Greggs makes good progress following growth in coffee, breakfast and salad items
Greggs has reported making “good progress” in the first half of its financial year with like-for-like store sales rising by 3.4%.
In the six months to 1 July, total sales climbed by 7.3% to £453 million.
While operating profit excluding property gains and exceptional items was up 1.8% to £27.6 million, pre-tax profit including property profits and exceptional charges was £19.4 million.
The company said the like-for-like sales growth was helped by its continuing focus on coffee and breakfast items as well as its Balanced Choice range of salads and drinks.

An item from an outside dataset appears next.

PR #261, opened 2019-12-16
Filter not-enabled warnings completely

cocreature:
I’ve tried out the new behavior added in #232 and it is extremely
noisy, in particular, the warnings enabled by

Capital expenditure during the first half was £36.4 million as Greggs invested in its supply chain, new shops and estate refurbishment.
The company opened 61 new shops, including 24 franchised units, and closed 19 to give a total of 1,806 stores at the end of the period. This included the opening of its first ‘Drive-Thru’ shop at Irlam in Greater Manchester. It also continued to expand the estate in the south-west of England and in Northern Ireland whilst adapting its formats to suit locations such as garage forecourts.
Roger Whiteside, Greggs chief executive, said: “The business has traded in line with our plans during the first half of the year. We have made good progress with our strategic plans and remain confident of future prospects although we remain alert to short-term pressures on consumers’ disposable income. Over the year as a whole we expect to deliver results in line with our previous expectations as well as further progress against our strategic plan.”